Transition to Data Models

  • Introduction to data models and their importance.

Significance of Data Models

  • Essential for communication among users, analysts, and designers.

Data Modeling

  • The process defining application-specific models for data, foundational for database design.

Components of Problem Domain

  • Identifying inputs, outputs, and stakeholders crucial for effective data model development.

Basic Building Blocks

  • Core components of data models:

    • Entities

    • attributes

    • relationships

    • constraints

Entities

  • Defined as objects of interest for data collection.

More on Entities

  • Identifies and defines various characteristics of entities, such as customers and products.

Attributes

  • Characteristics that define an entity, akin to fields in tables.

Relationships

  • Relationships represent associations between entities, vital for understanding their interactions.

Types of Relationships

  • Defines relationship degrees:

    • One-to-One

    • One-to-Many

    • Many-to-Many

Types of Data Models

  • Classification of data models including hierarchical, network, and relational models.

Relational Model

  • Most popular and recent model aiming to mitigate earlier complexities in database design.

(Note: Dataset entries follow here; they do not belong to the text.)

PR #2, opened 2020-12-22
Add data to generate config.sh

jgleissner:
This adds a template and SLE 15 configuration data to generate a config.sh file. The template isn't too pretty at the moment with some duplication. I intend to rewrite that into something nice, possibly moving some code into a shared template or maybe use auxiliary functions in keg. I'd just like to get agreement on the general approach first.


data/base/jeos/sle15/config.yaml
```diff
@@ -0,0 +1,73 @@
...
+      - path: /etc/profile
+        append: True
+        content: |-
+          # yast in Public Cloud images fix
+          NCURSES_NO_UTF8_ACS=1
+          export NCURSES_NO_UTF8_ACS
+      - path: /etc/sysconfig/clock
+        append: True
+        content: |-
+          DEFAULT_TIMEZONE="Etc/UTC"
```
rjschwei, line 13: lower case 'e'

schemas/vm.config.sh.templ
```diff
@@ -0,0 +1,115 @@
...
+# FILE          : config.sh
+#----------------
+# PROJECT       : openSUSE KIWI Image System
+# COPYRIGHT     : (c) 2020 SUSE LLC. All rights reserved
+#               : 
+# AUTHOR        : {{ data['image']['author'] }} {{ data['image']['contact'] }}
+#               :
+# BELONGS TO    : Operating System images
+#               :
+# DESCRIPTION   : configuration script for SUSE based
```
rjschwei, line 37: Not limited to `SUSE`.

rjschwei (changes requested):

data/base/jeos/sle15/config.yaml
jgleissner: `Etc` is correct.

schemas/vm.config.sh.templ
jgleissner: Removed.

schaefi (commented):
Hi, thanks for the effort, this is hard work :+1: 

I have one design concern. The .yaml config parts contains raw data sections, for example the sed script that changes the PasswordAuthentication. The script code is placed under

```yaml
scripts:
    EC2-config: |-
        ...
```

My concerns are:

1. raw data in markup like yaml and json sucks. You can easily create strange effects depending on the data. bash scripting can contain all kinds of characters that can drive a yaml parser nuts or dumps data bash has problems with.

2. the scripting code is not dedicated to the yaml target. The setup of "no-ssh-password-auth" is something that is generically of interest and not only for EC2-config.

With regards to script creation I thought we can create a collection of generic shell functions and stack the script according to its functionality. In this particular case I would create a file
e.g

```bash
$ vi no-ssh-password-auth.sh

function no-ssh-password-auth {
    sed -i 's/#ChallengeResponseAuthentication yes/ChallengeResponseAuthentication no/' /etc/ssh/sshd_config
}
```

In the yaml I would then add:

```yaml
scripts:
    add-hook: no-ssh-password-auth
```

and some code with help of a template or not need to place the following in the final config.sh

```bash
source no-ssh-password-auth.sh

no-ssh-password-auth
```

I think it's not needed that the entire config.sh script is one big peace of code. Also if we create the yaml files by what it should do we could also share the tasks to actually implement the shell code to do that. Currently you are alone with all this. If we continue with the monolithic style it will be hard to share tasks between people.

What do you think ?

rjschwei:
Creating snippets as proposed by @schaefi LGTM

jgleissner:
Moving script code out of yaml is probably a good idea. There _shouldn't_ be any weird stuff in there that makes the yaml parser fall over, but I thought that about change logs too, so there's that. I moved all scriptlets into a 'scripts' directory in the data tree, in effect creating kind of a config.sh script library the data modules can use. I thought about having the scripts scattered in the data tree and loaded similarly to the yaml files, but that seems overly complicated. Unlike @schaefi suggestion, the snippets are simply expanded in config.sh (which was the easiest change in the schema). This could be changed into the functions approach, if there's a preference for that.

I've also updated the keg PR to support this.

Any thoughts?

schaefi (approved):
This is great now :+1: 

One last comment:

* The scripts are missing a shebang. I'd say we should add ```#!/bin/bash```. If we package this the suse checkers will complain otherwise and it's also better to indicate which shell interpreter is supposed to run the code

jgleissner:
It's intentional that there are no shebangs, as it's just script snippets that are assembled into a config.sh script. I believe the checker used during build only complains if scripts are executable so this shouldn't be an issue (should we ever feel the need to package keg recipes).

schaefi:
> It's intentional that there are no shebangs, as it's just script snippets that are assembled into a config.sh script. I believe the checker used during build only complains if scripts are executable so this shouldn't be an issue (should we ever feel the need to package keg recipes).

ok that makes perfect sense to me. Thanks

rjschwei (approved):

Core Concept of Relational Model

  • Basis in relations (tables) storing all database data efficiently.

Terminology in Relational Databases

  • Focus on superkeys, candidate keys, primary and foreign keys definitions.

Relations

  • Explained as tables consisting of columns (attributes) and rows (records).

Attributes in Relations

  • Defined as patterned columns within relations requiring unique names.

Domain in Database

  • Sets allowable values for attributes, essential for maintaining data consistency.

Tuples in Relations

  • A tuple signifies a row in a relation, emphasizing the distinctiveness of each record.

Duplicate Tuples

  • Reiterates that duplicate records are disallowed in relations, ensuring uniqueness.

Degree and Cardinality

  • Definitions of degree (number of attributes) and cardinality (number of tuples) outlined.

Relational Database Definition

  • Defined as a collection of distinct relations, normalization to be discussed further.

The Concept of Relational Keys

  • Significance in uniquely identifying tuples within a relation.

Types of Relational Keys

  • Overview of superkeys, candidate keys, primary keys, and foreign keys.

Understanding Superkeys

  • Superkey describes attributes uniquely identifying rows within tables.

More on Superkeys

  • Examples reinforcing the definition and application of superkeys in databases.

Primary Key Concept

  • A candidate key that uniquely identifies other attribute values, cannot have null entries.

Primary Key Reiteration

  • Further exploration of examples of primary keys' function in databases.

Foreign Key Definition

  • Defined as attributes that either match primary keys from other tables or can be null.

Conclusion on Foreign Keys

  • Reinforces the importance of foreign keys in database integrity.

Integrity Constraints

  • Definitions encapsulating entity integrity and referential integrity within databases.

Entity Integrity Defined

  • Stipulates that no primary key attributes can be null to ensure uniqueness.

Importance of Entity Integrity

  • Emphasizes the requirements for entity integrity across tables.

Referential Integrity Explained

  • Reinforces that foreign keys must correspond with primary keys or remain null in their relations.

Referential Integrity Continued

  • Further reiterates the requirements needed for referential integrity within database structures.